| WHAT YOU HAVE TO DO |
What is the number of lines in the data that contain "this"? Nothing besides that number, please.

| RECORDS FOR THE TASK |
***

PR #51, opened 2023-06-21
[DOP-3711]: Create/update synonyms in Docs Search Transport

branberry:
## Ticket:
[DOP-3711](https://jira.mongodb.org/browse/DOP-3711)


src/AtlasAdmin.ts
```diff
@@ -1,9 +1,12 @@
 // @ts-ignore
 import Logger from 'basic-logger';
 import { request, RequestOptions } from 'urllib';
+import fs from 'fs';
+import path from 'path';
 import { SearchIndex } from './data/atlas-search-index';
-import { SearchIndexResponse, IndexMappings } from './data/atlas-types';
+import { SearchIndexResponse, IndexMappings, SynonymDocument } from './data/atlas-types';
 import { Taxonomy } from './SearchIndex';
+import { AnyBulkWriteOperation, MongoClient } from 'mongodb';
```
rayangler, line 9: (Nit) Can we import above relative imports for organizational purposes?

src/AtlasAdmin.ts
```diff
@@ -49,6 +54,25 @@ export class AtlasAdminManager {
...
+
+    const synonymUpdates = getSynonymUpdateOperations('../synonyms.csv');
+
+    console.log('uploading the following parsed synonyms documents to Atlas: ', synonymUpdates);
+    try {
+      // we want to ensure that the primary property is a unique index
+      // so that we prevent duplicate synonym records.
+      // the createIndex method is idempotent, so calling it repeatedly will not cause side effects.
+      await synonymCollection.createIndex({ primary: 1 }, { unique: true });
+      await synonymCollection.bulkWrite(synonymUpdates);
```
rayangler, line 70: Does order of the updates matter? If not, I'd recommend making this an unordered bulk write since it can be slightly faster (in theory), especially if we have a lot of updates to perform

src/index.ts
```diff
@@ -229,10 +229,15 @@ class Marian {
     try {
       // TODO: include taxonomy url in verifyEnvVars after it has been released
       taxonomy = await this.fetchTaxonomy(process.env.TAXONOMY_URL!);
-      const atlasAdminRes = await this.atlasAdmin.patchSearchIndex(taxonomy);
-      const loadRes = await this.index.load(taxonomy);
+      await this.atlasAdmin.updateSynonyms();
+
+      const [atlasAdminRes, loadRes] = await Promise.all([
```
rayangler, line 234: Just wondering if responses from these two need to be saved? Looks like they're unused

rayangler (commented):
Not an expert on docs search transport, but this looks pretty good! Just a few comments from me

src/index.ts
branberry: I don't believe they are used now, I just modified the [existing code](https://github.com/mongodb/docs-search-transport/blob/dc0de2e5255cf959ffbcb22551b0aab6fea4c26c/src/index.ts#L233) to do these requests in parallel while keeping the results stored as a variable. Not sure if they are planned on being used in the future, but I kept them in just in case. Would you prefer if I remove them now and just add them in later as needed?

rayangler: My general preference is to not have them if we don't use them/plan on using them in order to avoid any potential confusion. But @seungpark would probably have more context on this!

rayangler (approved):
"LGTM" would be a synonym for this PR 😎 (I know this doesn't make any sense)

src/AtlasAdmin.ts
```diff
@@ -49,6 +54,25 @@ export class AtlasAdminManager {
...
   }
 
+  async updateSynonyms(): Promise<void> {
+    console.log('Updating synonyms');
+
+    const synonymCollection = this.mongoClient.db(DB).collection<SynonymDocument>(SYNONYM_COLLECTION_NAME);
+
+    const synonymUpdates = getSynonymUpdateOperations('../synonyms.csv');
+
+    console.log('uploading the following parsed synonyms documents to Atlas: ', synonymUpdates);
```
seungpark, line 64: can remove this log

seungpark (approved):
this LGTM 👍 i think we can expand on the `analyzer` [option](https://github.com/mongodb/docs-search-transport/pull/51/files#diff-d6230d22597a0dbadc726e7b7b081aced02ab9c7527af0634fe50e8b78a0af68R90) after we further test search results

***

| RESPONSE |
11